I have written and uploaded to CPAN version 0.02 of my Perl module Lingua::EN::Bigram. From the README file:
This module is designed to: 1) pull out all of the two-, three-, and four-word phrases in a given text, and 2) list these phrases according to their frequency. Using this module is it possible to create lists of the most common phrases in a text as well as order them by their probable occurrence, thus implying significance. This process is useful for the purposes of textual analysis and “distant reading”.
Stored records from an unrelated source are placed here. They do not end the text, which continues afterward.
PR #866, opened 2016-04-27
Add quickfix to add 'toString'

cypressious:
Fixes #KT-12121

### DIFF
--- a/idea/src/org/jetbrains/kotlin/idea/quickfix/AddToStringFix.kt
+++ b/idea/src/org/jetbrains/kotlin/idea/quickfix/AddToStringFix.kt
@@ -1,0 +1,38 @@
+/*
+ * Copyright 2010-2016 JetBrains s.r.o.
+ *
+ * Licensed under the Apache License, Version 2.0 (the "License");
+ * you may not use this file except in compliance with the License.
+ * You may obtain a copy of the License at
+ *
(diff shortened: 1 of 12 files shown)


idea/src/org/jetbrains/kotlin/idea/quickfix/AddToStringFix.kt
```diff
@@ -0,0 +1,38 @@
...
+import org.jetbrains.kotlin.idea.core.replaced
+import org.jetbrains.kotlin.psi.KtExpression
+import org.jetbrains.kotlin.psi.KtFile
+import org.jetbrains.kotlin.psi.KtPsiFactory
+import org.jetbrains.kotlin.psi.createExpressionByPattern
+import org.jetbrains.kotlin.psi.psiUtil.endOffset
+
+class AddToStringFix(element: KtExpression, private val nullable: Boolean) : KotlinQuickFixAction<KtExpression>(element) {
+    override fun getFamilyName() = "Add 'toString()' call"
+    override fun getText() = if (nullable) "Add safe '?.toString()' call" else "Add 'toString()' call"
```
HaasJona: I don't think this nullable variant is needed. In Kotlin, it's safe to call `null.toString()`.

yole:
Thanks for your contribution!

PR #871, opened 2016-05-17
KT-12019 Highlighting of redundant 'if' statements

ensirius:
#KT-12019 Fixed

### DIFF
--- a/idea/src/org/jetbrains/kotlin/idea/inspections/RedundantIfInspection.kt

Using this module I wrote a script called n-grams.pl. Feed it a plain text file, and it will return the top 10 most significant bigrams (as calculated by T-Score) as well as the top 10 most common trigrams and quadgrams. For example, here is the output of n-grams.pl when Henry David Thoreau’s Walden is input:
Bi-grams (T-Score, count, bigram) 4.54348783312048 22 one day 4.35133234596553 19 new england 3.705427371426 14 walden pond 3.66575742655033 14 one another 3.57857056272537 13 many years 3.55592136768501 13 every day 3.46339791276118 12 fair haven 3.46101939872834 12 years ago 3.38519781332654 12 every man 3.29818626191729 11 let us Tri-grams (count, trigram) 41 in the woods 40 i did not 28 i do not 28 of the pond 27 as well as 27 it is a 26 part of the 25 that it was 25 as if it 25 out of the Quad-grams (count, quadgram) 20 for the most part 16 from time to time 15 as if it were 14 in the midst of 11 at the same time 9 the surface of the 9 i think that i 8 in the middle of 8 worth the while to 7 as if they were
The whole thing gets more interesting when you compare that output to another of Thoreau’s works — A Week on the Concord and Merrimack Rivers:
Bi-grams (T-Score, count, bi-gram) 4.62683939320543 22 one another 4.57637831535376 21 new england 4.08356124174142 17 let us 3.86858364314677 15 new hampshire 3.43311180449584 12 one hundred 3.31196701774012 11 common sense 3.25007069543896 11 can never 3.15955504269006 10 years ago 3.14821552996352 10 human life 3.13793008615654 10 told us Tri-grams (count, tri-gram) 41 as well as 38 of the river 34 it is a 30 there is a 30 one of the 28 it is the 27 as if it 26 it is not 26 if it were 24 it was a Quad-grams (count, quad-gram) 21 for the most part 20 as if it were 17 from time to time 9 on the bank of 8 the bank of the 8 in the midst of 8 a quarter of a 8 the middle of the 8 quarter of a mile 7 at the same time
Ask yourself, “Are their similarities between the outputs? How about differences? Do you notice any patterns or anomalies? What sorts of new discoveries might be made if n-grams.pl where applied to the entire corpus of Thoreau’s works? How might the output be different if a second author’s works were introduced?” Such questions are the core of digital humanities research. With the increasing availability of full text content in library collections, such are the questions the library profession can help answer if the profession were to expand it’s definition of “service”.
Search and retrieve are not the pressing problems to solved. People can find more data and information than they know what to do with. Instead, the pressing problems surround use and understanding. Lingua::EN::Bigram is an example of how these newer and more pressing problems can be addressed. The module is available for downloading (locally as well as from CPAN). Also for your perusal is n-grams.pl.